It’s been just seven months since the European Union adopted a single currency managed by a single central bank. But the problems inherent in this arrangement have already begun to emerge. In the spring, Oskar Lafontaine, Germany's finance minister, resigned after clashing with the German chancellor and the chairman of the European Central Bank, Wim Duisenberg, over Duisenberg's management of Europe’s monetary policy. The trouble: Germany’s economy is weak. But the European central bankers appear to have been far more concerned with the weakness of the euro. So they have been unwilling to take the necessary measures—such as cutting interest rates—to help stimulate Germany’s economy, fearing that they will drive down the euro’s value still further. To the amazement of most observers, Duisenberg even hinted last week that interest rates might be raised.
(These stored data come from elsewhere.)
PR #4169, opened 2018-09-25
Set default title frame to group for unit and layered plots. Fixes #4159

### LINKED ISSUE #4159: Center titles by the chart area, not the whole chart
Right now: 

screen shot 2018-09-13 at 18 51 46

domoritz:


domoritz:
Rebased and ready for review.

domoritz:
Thanks. I just want to check whether @kanitw also thinks that this is a good change.

domoritz:
Rebased

kanitw:
Why is there no SVG changes at all?  Is it because you change the examples?  But I wanna understand why those examples shouldn't use the default?

domoritz:
Hmm, they should change. Maybe the script didn't work.

kanitw:
Rebased and  force-pushed -- let's see if this fixes the problems.

PR #4170, opened 2018-09-25
Update to v3 schema

domoritz:


domoritz:
Merged since other's are blocking on this. Please send me follow-up feedback and I can make follow-up PRs.

PR #4171, opened 2018-09-25
make CI commits come from travis user

domoritz:


domoritz:
nm, we are already doing this.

It is foolish for the central bankers to equate the success of the euro with that of the European economies. After all, currencies fluctuate. And Americans do not regard a spate of dollar depreciation as a stain on their economic virility. But the Europeans, having set short-term currency strength as a test of success, have not only failed their own misguided test but also failed in their responsibility to help provide noninflationary growth in Europe.
This cloud will pass; some think the euro is already starting a phase of recovery. But the past few months have illustrated the fundamental contradictions implicit in a structure in which the central bank is independent not only of any single country's politicians but also of any single country's citizens.
Of course, in any country in which the central bank is independent, rows occur from time to time between the finance minister and the central bankers. But, within a single country, all parties can at least find comfort in the fact that each has a common frame of reference. The European Central Bank is unique in that it is not balanced by a group of politicians of stature who operate within the same boundaries. The bank’s territory is Europe. The territory of the politicians is each one’s own nation-state. And, while the president of the European Central Bank is answerable, ultimately, to the governments of the eleven countries whose currencies have been subsumed in the euro, these governments have no single interest but, rather, eleven different interests.
Their economies vary: for example, France, with its heavy agricultural emphasis, remains quite different from Germany, which emphasizes industry. The economic cycles of the 15 members of the EU are also different. While Germany now languishes, Ireland is in the midst of a boom. The boom started with a combination of a farsighted tax policy designed to encourage inward investment and, ironically, the munificence of the EU, which doled out vast subsidies to enable Ireland, one of the poorer countries in the union, to build roads and motorway bridges. For the past several years, the Irish economy has been booming, with close to eight percent growth in the past year. House prices have shot up. Consumer prices, already on the rise, are likely to go up a good deal further.
The Irish government is powerless to do anything about this because it must live with the interest rates set for the euro by the European Central Bank. Under the current circumstances, it seems likely these will remain low--and, given the weakness of the largest economy in Europe, they may indeed go lower. So, after a little more boom, a bust is inevitable: as domestic prices rise, the balance of trade will go badly into deficit, and finally unemployment will go up as demand for Irish goods, from domestic or international sources, hits the rocks. At that point the government will appeal for more money from the Cohesion Fund of the European Union, and the whole cycle can begin again.
PROPONENTS OF THE euro point to the United States as proof that divergences in economic performance between one region and another can be self-correcting. In the United States, if jobs are hard to find in a region that is experiencing a recession, people move to an area where prospects are brighter. But American workers have an advantage over their European counterparts: no matter where they move, the language will remain the same. Meanwhile, even within many EU countries, language remains an obstacle to mobility. In Belgium, the Flemish- and French speaking populations find it hard to understand each other. In France, words introduced from America or the U.K. are officially outlawed. A true euro enthusiast should, to be consistent, embrace the concept of a common language—the most logical choice being English. However, a camel would go through the eye of a needle a good deal more easily than the nations of Europe would agree to the demotion of their languages. Even the most zealous euro enthusiasts recoil from such a ghastly prospect.
The unwillingness of Europeans to contemplate a single European language demonstrates just how flawed and flimsy the sense of community and integration in the EU really is. It also makes it extremely unlikely that divergences among the economic patterns of different countries can be dealt with through large scale labor migration. That leaves large-scale bailouts by the EU, financed by collecting funds from its richer members, as the only real instrument for correcting the economic disparities that will occur when euro interest rates are at the right level for some countries and the wrong level for others. And institutions, particularly new ones, that rely on continuous sacrifice by some of their members do not tend to last long.
Richard Oldfield managed an investment advisory firm based in London. This article appeared in the August 9, 1999, issue of the magazine.